The first 6 months of Mistral have been wildly successful, and frankly achieved every expectation set by the memo and more. They released their first teaser model, Mistral 7B, at the end of September. A very small model in size but with performance that was not expected originally for such a small model. The AI community absolutely loved this model and very quickly fine-tuned their own model using Mistral 7B as their base model for transfer learning (e.g. Zephir, Dolphin). It has very quickly become a preferred model for fine tuning LLM, in a very short time.

The memo talks about raising 200M in Q3 2024. As of December 2023 (9 months earlier), this has already been secured with a 385 Millions raised at a 2Bn valuation. In that sense, Mistral has overachieved their objectives for 2023, after only 6 months of operations.

On December 8th 2023, last week, they released a new model, larger (Mixture of experts implementation 8X7B), that gets frighteningly close to performance of GPT 3.5, for quite possibly an order of magnitude less in compute cost to run inferences. The reception by the community has been phenomenal. Still too early to tell what will be the impact, but we should expect fine tunings from hackers that will get tremendous performance. How good it will get, we don’t know yet.

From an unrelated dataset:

PR #691, opened 2022-11-11
Update `ppv-lite86`

### LINKED ISSUE #654: `rand_chacha` crate fails to build on debug mode
The `random` crate depends on `rand_chacha`, which apparently fails to build correctly in debug mode.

Now GPT4 is still way ahead, and Openai have access to a vast amount of compute to work on GPT5, so let’s see how the race goes. However, we could say that Openai is to Mistral what Microsoft/Windows is to Redhat/Linux: today the whole web runs on open source software, tomorrow the whole AI could run on open models. An open-source, or more specifically open-weight strategy, completely makes sense, and to me and many hackers out there, it is very appealing.

Mistral's position on open sourcing has been clear from the very beginning with their strategic memo, and we can hope that they have enough influence in France and Europe to push for a meaningful AI agenda. It looks like Cedric O, one of the founders, who used to be Secretary of State for digital affairs under Macron, the current French president, is having some subtantial influence.

Open-weight vs close weigh

Arthur Mensch's tweet I mentioned earlier had an interesting reply:

I strongly recommend Jeremy’s essay AI Safety and the Age of Dislightenment. It critically examines proposals for strict AI model licensing and surveillance, arguing that they may be ineffective or even harmful, potentially centralising power and undermining progress in society. It echoes the Mistral strategic memo on open models on various points but goes in much much more depth.

Unfortunately, the AI Act is not really reflecting advice made from the essay and it’s a shame that we’re already regulating LLM with the deal in place. It looks like Sam Altman and Openai's narrative for strong regulation has impacted the AI Act in some ways. It’s no secret that Openai has been lobbying hard for this in both the US and Europe.

I’m a little mad about this.

However, I’m very hopeful for the future. Open models such as Mistral are popping up every day, and their performance is getting closer and closer to proprietary models. The AI community is also very excited about this, and are simply happy they can play with models and apply their own fine tunings. It is truly an interesting time for AI.